Achieving this - moving beyond response and recovery to reform and renewal - will take hard work and tough decisions.

It will demand co-operation. It will require us to persevere in the face of tough times.

But I have unlimited faith in the people of Australia and their ability to rise to the challenge.

At the most basic level, three things got us through the pandemic.

One, closing our borders.

Two, our public health system and vaccinations.

And three, the resilience and resolve of Australians.

We can’t close our borders to the challenges we are facing now.

We can’t vaccinate ourselves against economic competition in our globalised world; we are not immune to evolving technology.

We can’t isolate ourselves from climate change, or the national security challenges in our region.

But our most powerful advantage, our greatest asset remains: the Australian people.

And investing in people is how we make economic reform work.

It’s the answer to the productivity question, and it’s the foundation for long-term renewal.
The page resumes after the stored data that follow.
PR #1302, opened 2024-06-20
clients: Handle not found errors gracefully

victorges:
Currently, 404 errors are not treated any differently on clients code. This means that if we get a 
404 error from a storage we keep retrying until the end of the retry policy. This was a problem for
the storage fallback code so I'm starting with this refact, which improves behavior anyway.

After this:
- They stop backoff retry loops (as long as it gets returned or wrapped)
- If they're included in the final error of the job, they will make the `unretriable` flag be `true` so studio doesn't retry
- The returned errors can be detected as 404s easily (necessary for storage fallback logic)

### Changes
- Implement a "not exist" error in the lib https://github.com/livepeer/go-tools/pull/121, which is consumed here.
- Create a `ObjectNotFoundError` type in catalyst. This will be especially useful for the storage fallback code to identify this error.
- Add the 404 handling on each client and make sure errs are wrapped properly

### Context
This was a problem for storage fallback logic for the manifest file, because we need to:
- Always download from the 2 storages to be able to compare the most recent one
- Not wait for the entire retry loop to finish in case the resource simply doesn't exist in one of the storages

### DIFF
--- a/errors/errors.go
+++ b/errors/errors.go
@@ -7,6 +7,7 @@ import (
 	"net/http"
 	"strings"
 
+	"github.com/cenkalti/backoff/v4"
 	"github.com/livepeer/catalyst-api/log"
 	"github.com/xeipuuv/gojsonschema"
 )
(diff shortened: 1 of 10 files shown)


errors/errors.go
```diff
@@ -63,21 +65,55 @@ func WriteHTTPBadBodySchema(where string, w http.ResponseWriter, errors []gojson
...
+}
+
+func NewObjectNotFoundError(msg string, cause error) error {
+	if cause != nil {
+		msg = fmt.Sprintf("ObjectNotFoundError: %s: %s", msg, cause)
+	} else {
+		msg = fmt.Sprintf("ObjectNotFoundError: %s", msg)
+	}
+	// every not found is unretriable
+	return Unretriable(ObjectNotFoundError{msg: msg, cause: cause})
```
mjh1, line 108: @victorges I wonder if we could simplify this code a bit by using golang's [multiple wrapped errors](https://tip.golang.org/doc/go1.20#errors) feature. Probably not worth it but curious to see what you think.

mjh1 (approved):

This the heart of our agenda – responding to the challenges of today, reforming for the opportunities of tomorrow:

  • More secure work and fair wages in safe workplaces
  • Proper funding for every stage of education and training and skills
  • Real action on equality for women
  • Backing the services which empower people to fulfil their potential – Medicare, the NDIS, aged care
  • And cleaner, cheaper energy which will power a new generation of jobs in communities across the country particularly in our regions.

This is how Labor Governments change the country: investing in people’s potential, rewarding their hard work, supporting their aspirations.

If we co-operate, if we work together, if we act with purpose and urgency and ambition then we won’t just ride-out these tough times, we will be well on our way to a better future.

That better future remains our light on the hill.